Squamous Cell Carcinoma Prognosis

The advancement in medical technology and the continued research for better and more effective forms of cancer treatments , has shone a ray of hope to the many people affected and suffering from cancer. Squamous cell carcinoma is one of the most common types of cancers in the world. However, most people still have a dim understanding of what this cancer actually is and the possible chances of survival or cure for themselves or their loved ones.

What is Squamous cell Carcinoma?

A squamous cell is literally a flattened cell; these cells are commonly found in the membranes that are exposed to the outside environment. The skin is the first line of protection from the environment and has more squamous cells than any other part of the body and is thus particularly susceptible to this carcinoma. A carcinoma is an uncontrolled malignant growth of cells in epithelial membranes.A squamous cell carcinoma can therefore form in any exposed area like the skin, the digestive tract, the penile area, the lung, the oesophagus or the thyroid.

What is the epidemiology?

This is a prevalent type of carcinoma affecting and causing much affliction to many people across the world. Each year over 680,000 people are diagnosed with squamous cell carcinoma. Moreover, around 2500 people of those diagnosed die each year.The cancer is more common in males than in females, at a ratio of 2:1.The older generation is particularly at risk, it is most commonly seen in people above the age of 65. There is a higher occurrence in the Caucasian race because light skin is more susceptible to the sun's UV rays.

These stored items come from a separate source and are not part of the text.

PR #1721, opened 2026-06-18
fix: Higher-order modifier input tracing through nested containers

### LINKED ISSUE #1710: [Bug]: ModifierResolverPasses are unstable with higher order functions
### Description

There are still some errors

### Steps to Reproduce

running passes on:

```python
# /// script
# requires-python = ">=3.13"
# dependencies = [
#    "guppylang==1.0.0a8",
# ]
# ///
"""Test the use of a higher-order function with complex control flow inside modifiers"""

from pathlib import Path
from sys import argv
from collections.abc import Callable

from guppylang import enable_experimental_features, guppy
from guppylang.std.builtins import Controllable, Unitary, array, control, dagger
from guppylang.std.debug import state_result
from guppylang.std.lang import Function
from guppylang.std.quantum import angle, discard_array, h, qubit, rx, rz

enable_experimental_features()


@guppy
def get_angle(f: float) -> angle:
    return angle(f)


@guppy
def get_get_angle() -> Function[[float], angle]:
    return get_angle


@guppy(unitary=True)
def apply_r(
    f: Unitary[[qubit, angle], None],
    q: array[qubit, 2],
    fun_angle: Callable[[float], angle],
    radiant: float,
) -> None:
    f(q[1], fun_angle(radiant))


@guppy(controllable=True)
def apply_c(
    f: Controllable[[qubit], None],
    g: Unitary[[qubit, angle], None],
    classic_fun: Function[[], Function[[float], angle]],
    q: qubit,
    b: bool,
) -> None:
    n = 3
    if b:
        while n > 0:
            f(q)
            n -= 1
    else:
        get_a = classic_fun()
        angle = get_a(0.25)
        for _ in range(2):
            g(q, get_a(0.25))
            g(q, angle)


@guppy
def main() -> None:
    qs: array[qubit, 2] = array(qubit(), qubit())
    h(qs[0])
    flag = 2 > 10
    with control(qs[0]):
        apply_c(h, rx, get_get_angle, qs[1], True)
        apply_c(h, rx, get_get_angle, qs[1], flag)

    with control(qs[0]), dagger:
        apply_r(rz, qs, get_angle, 0.25)
        apply_r(rz, qs, get_angle, 0.5)

    state_result("r", qs[0], qs[1])
    discard_array(qs)


program = main.compile()
Path(argv[0]).with_suffix(".hugr").write_bytes(program.to_bytes())

```

nicolaassolini-qntm:
closes #1710

Previously, `higher_order_input_modifiers` treated the port index of any reached `Input` node as if it were an input index of the outer `FuncDefn`. That is only valid when the `Input` belongs directly to the function. In cases involving `CFG`, `DataflowBlock`, loops, or conditionals, the reached `Input` can be local to a nested container, so the resolver could rewrite the wrong higher-order function input type and build an invalid HUGR.

This PR changes the resolver to trace the actual value provenance outward through nested containers before recording a higher-order function input requirement. It handles ordinary container inputs, conditional sum fields, and CFG branch payloads, so the recorded requirement refers to the real top-level function input.

Moreover, the resolver now also handles consecutive indirect calls more explicitly in modifier contexts. When the callee of an indirect call is itself produced by another `CallIndirect`, the resolver checks the producer call's signature. If that producer is purely classical, the outer indirect call is left unchanged. If the producer has a quantum signature, resolution now fails since function calls of the form `f(g())` where 'f' and 'g' have quantum signatures, must allocate or consume qubits.

Also includes small improvements in `modifier_resolver.rs`:
- Changed `controls_ref` to return `&[Wire]` instead of `&Vec<Wire>`.
- Improved `port_vector_rev` lookup by using a `HashSet`.
- Simplified `map_insert`.


nicolaassolini-qntm:
the issue has been solved after the refactor in #1827 ([a74c5ec](https://github.com/Quantinuum/tket2/commit/a74c5ecbe8e28a087e3d0d78393b6fedfc9d66ab))

PR #1722, opened 2026-06-18
chore: update snaps to changes from #1706

ss2165:
Just re-indexing/re-labelling noise (note line count change is 0)
Required workflows did not force re-compute


maximilianruesch (commented):
Could you investigate why the workflows did not force these to be reissued? Sounds like something we should fix...

ss2165:
I'm happy to open an issue and investigate separately but this would be a separate change anyway and this PR should merge to make main green, preventing other PRs from failing

maximilianruesch (approved):
> I'm happy to open an issue and investigate separately

Please do

ss2165:
https://github.com/Quantinuum/tket2/issues/1727

PR #1728, opened 2026-06-19
chore: Updated dependecies in modifier test files

nicolaassolini-qntm:
"guppylang==1.0.0a4" requires "guppylang-internals>=1.0.0a4". Since "guppylang-internals" is marked as pre-reselad, if guppy-internals is not cached by uv we may ave an error.


aborgna-q:
I saw tatiana add `--prerelease=allow` to the `uv run` command in the justfile in https://github.com/Quantinuum/tket2/pull/1711.
https://github.com/Quantinuum/tket2/blob/e8b235a88e536f8032215ce310becce5858c3bc8/test_files/guppy_optimization/justfile#L14

Would that help here?

nicolaassolini-qntm:
> I saw tatiana add `--prerelease=allow` to the `uv run` command in the justfile in #1711.
> 
> https://github.com/Quantinuum/tket2/blob/e8b235a88e536f8032215ce310becce5858c3bc8/test_files/guppy_optimization/justfile#L14
> 
> Would that help here?

This breaks stuff in some examples. I guess because it's getting pre-released versions of other packages also. I'm testing now with guppy 1.0.05a

nicolaassolini-qntm:
with 1.0.05a is fine, the error was probably because guppy1.a4 cannot work with internals1.a5 (metadata key changes)

nicolaassolini-qntm:
But I would like to fix both versions rather than having a flag silently update something that may break things

devenv.lock
```diff
@@ -63,4 +63,4 @@
   },
   "root": "root",
   "version": 7
-}
```
aborgna-q, line 66: If this was autogenerated, we may want to keep the missing newline.

(There's an option to ignore the file in the `.pre-commit-config.yml`)

aborgna-q (approved):

devenv.lock
nicolaassolini-qntm: It was auto-generated by `just check`

PR #1682, opened 2026-06-11
feat: User program entrypoint arguments (MVP)

jake-arkinstall:
Adds operations, lowering, and surgery for introducing runtime argument handling, based on the selene argreader utility.

This PR requires a lot of love and attention - it is presently just an MVP, knocking out the core parts to get functional snapshots building. I will happily offload cleanup, refactoring to canonical usage, and testing to others with more experience in the tket2 repository.

To try out the entrypoint snapshot with selene, I will provide the code in a comment to this PR.

PR #1731, opened 2026-06-19
feat!: runtime entrypoint arguments via generic tket.argreader op

ss2165:
## Runtime entrypoint arguments (`tket.argreader`)

Based on #1682 (originally by @jake-arkinstall). 

### What this does
Lets a compiled user program read runtime arguments at the entrypoint, so a program can be **compiled once and run many times with different parameters** (the motivating use case is variational workloads like QAOA, where today every parameter update forces a recompile).

Dependant guppy PR: https://github.com/Quantinuum/guppylang/pull/1890

- The argreader extensionexposes one generic `read_arg<Tag, T>` op that is parametrised by string tag (like `result`) and the type it outputs. 
- `tket-qsystem`: argreader extension definition (`extension/argreader.rs`) and LLVM lowering (`llvm/argreader.rs`, `llvm/prelude.rs`). Roughly mirrors `result` codegen. However, this new op can create new arrays so needs allocation in ArrayLowering.
- `tket-exts`: ships the `tket.argreader` extension JSON + Python bindings.
- `qis-compiler`: wires the argreader plugin into codegen; regenerated test HUGRs and LLVM/selene snapshots (the large diff is almost entirely regenerated snapshot fixtures).

BREAKING CHANGE: ArrayLowering trait has new required method alloc_array for allocating a fresh array.


qis-compiler/rust/lib.rs
```diff
@@ -217,10 +222,10 @@ fn get_entry_point_name(namer: &Namer, hugr: &impl HugrView<Node = Node>) -> Res
             .as_func_defn()
             .ok_or_else(|| anyhow!("Entry point node is not a function definition"))?;
         if func_defn.inner_signature().input_count() != 0 {
-            return Err(anyhow!(
+            bail!(
```
maximilianruesch: Just a random driveby? This does not seem related to the PR at all (it is even almost 100 lines apart from other changes in this file...

qis-compiler/rust/lib.rs
```diff
@@ -135,11 +136,15 @@ fn codegen_extensions(platform: qsystem::QSystemPlatform) -> CodegenExtsMap<'sta
         .add_extension(ResultsCodegenExtension::new(
             SeleneHeapArrayCodegen::LOWERING,
         ))
-        .add_extension(RotationCodegenExtension::new(pcg))
+        .add_extension(RotationCodegenExtension::new(pcg.clone()))
```
maximilianruesch:
```suggestion
        .add_extension(RotationCodegenExtension::new(pcg))
```
I do not see you using `pcg` after this point, so I do not think this clone is needed here.

tket-qsystem/src/llvm/prelude.rs
```diff
@@ -14,7 +14,7 @@ use inkwell::types::{BasicType, IntType};
 use inkwell::values::{BasicValue, BasicValueEnum, FunctionValue, StructValue};
 use tket::hugr::{HugrView, Node};
 
-#[derive(Clone)]
+#[derive(Clone, Default)]
```
maximilianruesch: Unrelated change much?

tket-qsystem/src/llvm/argument.rs
```diff
@@ -0,0 +1,423 @@
...
+    /// A signed 64-bit integer argument (i64 / log-width 6 only).
+    Int,
+    /// A 64-bit floating-point argument.
+    F64,
+    /// An array of booleans with a fixed length.
+    ArrBool(u64),
+    /// An array of signed 64-bit integers with a fixed length.
+    ArrInt(u64),
+    /// An array of 64-bit floats with a fixed length.
+    ArrF64(u64),
```
maximilianruesch, line 43: Any reason these are `u64` instead of `usize`?

tket-exts/src/tket_exts/tket/argreader.py
```diff
@@ -0,0 +1,50 @@
...
+from ._util import TketExtension, load_extension
+
+
+class ArgReaderExtension(TketExtension):
+    """Operations for reading runtime entrypoint arguments."""
+
+    @functools.cache
+    def __call__(self) -> Extension:
+        """Returns the argreader extension"""
+        return load_extension("tket.argreader")
```
maximilianruesch: How about `tket.arguments` instead? Fits more into the existing names, and feels less like a "I am an object (or a factory for objects) that can read arguments" OOP vibe. Unless that is what you are going for.

tket-qsystem/src/llvm/argreader.rs
```diff
@@ -0,0 +1,423 @@
...
+
+/// The concrete variant of an argument type, used to select the extern function.
+///
+/// Produced by [`classify_arg_type`]; lives here because it is purely a codegen concept.
+#[derive(Debug, Clone, PartialEq)]
+enum ArgKind {
+    /// A boolean argument.
+    Bool,
+    /// A signed 64-bit integer argument (i64 / log-width 6 only).
+    Int,
```
maximilianruesch: Should perhaps be `I64` to communicate both signed and width?

tket-qsystem/src/llvm/argument.rs
```diff
@@ -0,0 +1,423 @@
...
+    }
+}
+
+impl<AL: ArrayLowering + Clone> CodegenExtension for ArgReaderCodegenExtension<AL> {
+    fn add_extension<'a, H: HugrView<Node = Node> + 'a>(
+        self,
+        builder: CodegenExtsBuilder<'a, H>,
+    ) -> CodegenExtsBuilder<'a, H>
+    where
+        Self: 'a,
```
maximilianruesch, line 194:
```suggestion
    fn add_extension<'a, H: HugrView<Node = Node> + 'a>(
        &'a self,
        builder: CodegenExtsBuilder<'a, H>,
    ) -> CodegenExtsBuilder<'a, H>
```
Would this also work? I find the lifetime requirement on a non-borrowed `self` confusing...

tket-qsystem/src/llvm/argreader.rs
```diff
@@ -0,0 +1,423 @@
...
+            let op = ReadArgOp::from_extension_op(args.node().as_ref())?;
+            ArgReaderEmitter(context, self.array_lowering.clone()).emit(args, &op)
+        })
+    }
+}
+
+struct ArgReaderEmitter<'c, 'd, 'e, H: HugrView<Node = Node>, AL: ArrayLowering>(
+    &'d mut EmitFuncContext<'c, 'e, H>,
+    AL,
+);
```
maximilianruesch: Can the lifetimes have more descriptive names?

tket-qsystem/src/llvm/argument.rs
```diff
@@ -0,0 +1,423 @@
...
+
+    fn void_t(&self) -> VoidType<'c> {
+        self.iw_context().void_type()
+    }
+
+    fn builder(&self) -> &Builder<'c> {
+        self.0.builder()
+    }
+
+    fn get_argreader_func(&self, kind: &ArgKind) -> Result<FunctionValue<'c>> {
```
maximilianruesch, line 247: Where are these external functions implemented? Selene? I gather from code below that the first pointer is always the tag (this could be on a docstring here), but why do we need the second pointer for the arrays? Is it because we cannot return arrays directly, and as such need to pass a pointer to store the result in?

tket-qsystem/src/llvm/argument.rs
```diff
@@ -0,0 +1,423 @@
...
+            self.builder()
+                .build_call(argread_fn, &[tag_ptr.into()], call_name)?
+                .try_as_basic_value()
+                .unwrap_basic()
+        };
+
+        args.outputs.finish(self.builder(), [result])
+    }
+
+    fn emit_array_read(
```
maximilianruesch, line 325: I feel like there is no real reason this function is not inlined. It is not used anywhere else, and short enough to almost be the same length as the call itself.

tket-qsystem/src/llvm/argument.rs
```diff
@@ -0,0 +1,423 @@
...
+    #[case::narrow_int(8, ReadArgOp::new("test_narrow", int_type(TypeArg::BoundedNat(3))), &DEFAULT_HEAP_ARRAY_LOWERING)]
+    #[should_panic(expected = "log-width 6")]
+    #[case::narrow_int_arr(
+        9,
+        ReadArgOp::new("test_narrow_arr", array_type(4, int_type(TypeArg::BoundedNat(3)))),
+        &DEFAULT_HEAP_ARRAY_LOWERING
+    )]
+    fn emit_argreader_codegen(
+        #[case] _i: i32,
+        #[with(_i)] mut llvm_ctx: TestContext,
```
maximilianruesch, line 385: Why do we need different ids for the test context?

tket-qsystem/src/llvm/argreader.rs
```diff
@@ -0,0 +1,423 @@
...
+    #[case::narrow_int_arr(
+        9,
+        ReadArgOp::new("test_narrow_arr", array_type(4, int_type(TypeArg::BoundedNat(3)))),
+        &DEFAULT_HEAP_ARRAY_LOWERING
+    )]
+    fn emit_argreader_codegen(
+        #[case] _i: i32,
+        #[with(_i)] mut llvm_ctx: TestContext,
+        #[case] op: ReadArgOp,
+        #[case] array_lowering: &'static (impl ArrayLowering + Clone),
```
maximilianruesch: This argument seems to always be `&DEFAULT_HEAP_ARRAY_LOWERING`, and I think it can be inlined.

tket-qsystem/src/llvm/argreader.rs
```diff
@@ -0,0 +1,423 @@
...
+    #[test]
+    fn test_classify_int_rejects_narrow() {
+        for log_width in 0u64..=5 {
+            let err = classify_arg_type(&int_type(TypeArg::BoundedNat(log_width))).unwrap_err();
+            assert!(
+                err.to_string().contains("log-width 6"),
+                "log_width={log_width}: {err}"
+            );
+        }
+    }
```
maximilianruesch: This for loop can (and imo should) be an rstest.

tket-qsystem/src/llvm/argreader.rs
```diff
@@ -0,0 +1,423 @@
...
+
+    #[test]
+    fn test_classify_arr_int_rejects_narrow() {
```
maximilianruesch: Why test all above, and not all of the log widths here?

maximilianruesch (changes requested):
A bunch of questions, but they should be quick. Nothing major to comment on imo.

tket-qsystem/src/llvm/prelude.rs
ss2165: fixed and forgot to push oops

tket-qsystem/src/llvm/argument.rs
ss2165: The lengths come in as `TypeArg::BoundedNat(u64)` from the HUGR type args and go straight into inkwell's `IntType::const_int(u64, ..)` / `u32::try_from`. `u64` is the type at both ends, so `usize` would only add platform-dependent casts for no gain. Keeping `u64`.

tket-qsystem/src/llvm/argument.rs
ss2165: This is dictated by the `CodegenExtension` trait, which declares `fn add_extension<'a, H>(self, ..) -> .. where Self: 'a` — `self` by value, with the `where Self: 'a` bound. `&'a self` wouldn't satisfy the trait. Every sibling extension (`result.rs`, `debug.rs`, `qsystem.rs`, …) has the identical signature, so this stays as-is.

tket-qsystem/src/llvm/argreader.rs
ss2165: Keeping these — they're the exact lifetimes used by every sibling emitter (`ResultEmitter<'c, 'd, 'e, ..>`, `DebugEmitter`, …): `'c` the inkwell context, `'d` the borrow of the `EmitFuncContext`, `'e` its internal lifetime. Renaming one emitter to break from that convention would do more harm than good.

tket-qsystem/src/llvm/argument.rs
ss2165: Both right. They're implemented in Selene (the `argreader_get_*` externs). The first pointer is always the NUL-terminated tag (argument name); for the array variants the second pointer is the caller-allocated output buffer Selene writes into — we can't return an array by value across the C ABI — and the third arg is the element count. I've documented this on `get_argreader_func`.

tket-qsystem/src/llvm/argument.rs
ss2165: Keeping it split out: `emit_array_read` isolates the array path (length-bounds check + alloc + extern call) from the scalar path in `emit`, which reads better than folding it into the branch. The single call site is intentional for readability.

tket-qsystem/src/llvm/argument.rs
ss2165: The id seeds the `TestContext` so each `rstest` case writes to its own snapshot file (`…_1.snap` … `…_6.snap`) — without distinct ids the cases collide on one snapshot. It's the same `#[case] _i` + `#[with(_i)]` pattern as the other LLVM tests (`debug.rs`, `futures.rs`, `globals.rs`, `qsystem.rs`). I've added a comment spelling that out.

tket-qsystem/src/llvm/prelude.rs
ss2165: Agreed, unrelated — this was already dropped when I rebased on `main`; `prelude.rs` is back to its original state. Resolving.

tket-exts/src/tket_exts/tket/argreader.py
ss2165: went with "tket.argument" to mirror singular of "tket.result"

tket-exts/src/tket_exts/tket/argument.py
```diff
@@ -0,0 +1,50 @@
+"""Argument reader extension operations."""
```
maximilianruesch, line 1:
```suggestion
"""Argument extension operations."""
```
(although technically also true as of now)

tket-qsystem/src/llvm/argreader.rs
maximilianruesch: > Renaming one emitter to break from that convention would do more harm than good.

If the convention does not offer any benefit, sticking to the convention does not offer any benefit either, so breaking from it does no harm. Disagreed.

tket-qsystem/src/llvm/argument.rs
```diff
@@ -0,0 +1,432 @@
...
+    #[should_panic(expected = "log-width 6")]
+    #[case::narrow_int(8, ReadArgOp::new("test_narrow", int_type(TypeArg::BoundedNat(3))))]
+    #[should_panic(expected = "log-width 6")]
+    #[case::narrow_int_arr(
+        9,
+        ReadArgOp::new("test_narrow_arr", array_type(4, int_type(TypeArg::BoundedNat(3))))
+    )]
+    fn emit_argument_codegen(
+        // `_i` seeds the `TestContext` so each case emits to its own snapshot file
+        // (`…_1.snap` … `…_9.snap`); without distinct ids the cases would collide.
```
maximilianruesch:
```suggestion
        // (`..._1.snap` ... `..._9.snap`); without distinct ids the cases would collide.
```
these are currently non-ascii, which may not be best for some IDEs

tket-qsystem/src/llvm/argument.rs
maximilianruesch: This only partially answered the question (since an implicit question was how `Self: 'a` adds constraints to a non-borrowed argument). But I researched the answer myself now.

tket-qsystem/src/llvm/argument.rs
maximilianruesch: There may be other places where we will need the external functions to be defined, outside of Selene (or rather, associated plugins). But fine for now.

maximilianruesch (approved):
Even though we disagree on one comment, it is not critical to the code path / functionality, so this can theoretically be merged if needed.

The determining factors for a squamous cell carcinoma prognosis

Presently the medical consensus is that majority of those diagnosed with squamous cell carcinoma have a good chance of survival. However each patient is different and there are specific factors that may tip the scales before the doctor gives the patient his/her squamous cell carcinoma prognosis.

The body region affected

A person affected by penile squamous cell carcinoma will have a poorer prognosis than a person with skin squamous cell carcinoma. Over 20% of penile carcinomas tend to spread to other organs; this compromises the individual's health and causes quicker mortality. In contrast 9 out of 10 skin squamous cell carcinoma patients get cured, reflecting a more positive outcome.

Early diagnosis

The importance of early diagnosis and thus early treatment in any type of cancer cannot be overemphasized. Routine medical check-ups allow for early tumor detection and are essential in improving a squamous cell carcinoma prognosis.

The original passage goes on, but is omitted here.